The 1:5 ratio in API prices for input and output tokens is somewhat common (it’s this way for Grok 3 and Grok 4), and it might reflect the ratio in compute utilization, since the API provider pays for GPU-time rather than the actually utilized compute. So if Grok 4 used the same total GPU-time for RLVR as it used for pretraining (such as 3 months on 100K H100s), it might’ve used 5 times less FLOPs in the process. This is what I meant by “compute parity is in terms of GPU-time, not FLOPs” in the comment above.
GB200 NVL72 (13TB HBM) will be improving utilization during RLVR for large models that don’t fit in H200 NVL8 (1.1TB) or B200 NVL8 (1.4TB) nodes with room to spare for KV cache, which is likely all of the 2025 frontier models. So this opens the possibility of both doing a lot of RLVR in reasonable time for even larger models (such as compute optimal models at 5e26 FLOPs), and also for using longer reasoning traces than the current 10K-50K tokens.
Or 6e26 (in FP8 FLOPs).
And already on February 17th, Colossus had 150k+ GPU. It seems that in the April message they were talking about 200k GPUs. Judging by Musk’s interview, this could mean 150,000 H100 and 50,000 H200. Perhaps the time and GPU were enough to train a GPT-5 scale model?

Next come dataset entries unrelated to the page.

PR #1672, opened 2022-01-24
Force DEVELOPER_DIR for pipeline steps

joshedney:
## Goal

Set the `DEVELOPER_DIR` for each step as required so that we set which version of Xcode we want to use.

## Changeset

Add the environment variable `DEVELOPER_DIR` for each step that requires it.

## Testing

Automated Tests have been run.


.buildkite/react-native-cli-pipeline.yml
```diff
@@ -282,7 +282,7 @@ steps:
     env:
       DEBUG: true
       LANG: "en_US.UTF-8"
-      DEVELOPER_DIR: "/Applications/Xcode11.7.app"
+      DEVELOPER_DIR: "/Applications/Xcode11.app"
```
twometresteve, line 285: It's probably not a problem if the build works, but I notice that RN 0.63 builds with Xcode 12 in the RN CLI pipeline.

twometresteve (approved):
LGTM pending successful CI.

.buildkite/react-native-cli-pipeline.yml
joshedney: Hmm the only reason that this would have been added is because that it was building on the old ms-mac-10-15 queue. I'll double check.

joshedney: This step used to be on the `opensource-mac-rn` queue which was the old 10-15 macs

twometresteve: Yeah, there's a fair bit of history in these pipelines.  If they both build I think it's fine.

The 10x Grok 2 claims weakly suggest 3e26 FLOPs rather than 6e26 FLOPs. The same opening slide of the Grok 4 livestream claims parity between Grok 3 and Grok 4 pretraining, and Grok 3 didn’t have more than 100K H100s to work with. API prices for Grok 3 and Grok 4 are also the same and relatively low ($3/$15 per input/output 1M tokens), so they might even be using the same pretrained model (or in any case a similarly-sized one).
Since Grok 3 was in use since early 2025, before GB200 NVL72 systems were available in sufficient numbers, it needs to be a smaller model than compute optimal with 100K H100s compute. At 1:8 MoE sparsity (active:total params), it’s compute optimal to have about 7T total params at 5e26 FLOPs, which in FP8 comfortably fit in one GB200 NVL72 rack (which has 13TB of HBM). So in principle right now a compute optimal system could be deployed even in a reasoning form, but it would still cost more, and it would need more GB200s than xAI seems to have to spare currently (even the near-future GB200s they will need to use for RLVR more urgently, if the above RLVR scaling interpretation of Grok 4 is correct).